● WORK REQUEST
Retype the data that follows, keeping every character the same.

Segment Start: RECORD EXCERPTS

PR #4475, opened 2024-04-25
TOAZ-357 Open id connect api yaml

dvoet:
https://broadworkbench.atlassian.net/browse/TOAZ-357

use openIdConnect security scheme in open api instead of oauth2 so we can remove the custom implementations of authorize and token endpoints and work with a central swagger ui

### What to test

- 

### Who tested and where

- [ ] I validated this change 

### DIFF
--- a/http/src/main/resources/swagger/api-docs.yaml
+++ b/http/src/main/resources/swagger/api-docs.yaml
@@ -29,8 +29,6 @@ tags:
 security:
   - oidc:
       - openid
-      - email
-      - profile
 
 ##########################################################################################
 ## PATHS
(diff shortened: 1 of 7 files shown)


http/src/main/resources/swagger/api-docs.yaml
```diff
@@ -29,8 +29,6 @@ tags:
 security:
   - oidc:
       - openid
-      - email
-      - profile
```
cpate4, line 33: do we want to remove any of these security providers?, meaning does this affect our ability to use / validate service accounts with google? (think admin apis, among maybe others?)

dvoet: This PR changes what the swagger ui uses for authentication, not what the service actually supports

jdcanas (approved):
azure automation test timeouts are expected currently, investigating

lucymcnatt (approved):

Segment End: RECORD EXCERPTS

● YOUR SOLUTION
PR #4475, opened 2024-04-25
TOAZ-357 Open id connect api yaml

dvoet:
https://broadworkbench.atlassian.net/browse/TOAZ-357

use openIdConnect security scheme in open api instead of oauth2 so we can remove the custom implementations of authorize and token endpoints and work with a central swagger ui

### What to test

- 

### Who tested and where

- [ ] I validated this change 

### DIFF
--- a/http/src/main/resources/swagger/api-docs.yaml
+++ b/http/src/main/resources/swagger/api-docs.yaml
@@ -29,8 +29,6 @@ tags:
 security:
   - oidc:
       - openid
-      - email
-      - profile
 
 ##########################################################################################
 ## PATHS
(diff shortened: 1 of 7 files shown)


http/src/main/resources/swagger/api-docs.yaml
```diff
@@ -29,8 +29,6 @@ tags:
 security:
   - oidc:
       - openid
-      - email
-      - profile
```
cpate4, line 33: do we want to remove any of these security providers?, meaning does this affect our ability to use / validate service accounts with google? (think admin apis, among maybe others?)

dvoet: This PR changes what the swagger ui uses for authentication, not what the service actually supports

jdcanas (approved):
azure automation test timeouts are expected currently, investigating

lucymcnatt (approved):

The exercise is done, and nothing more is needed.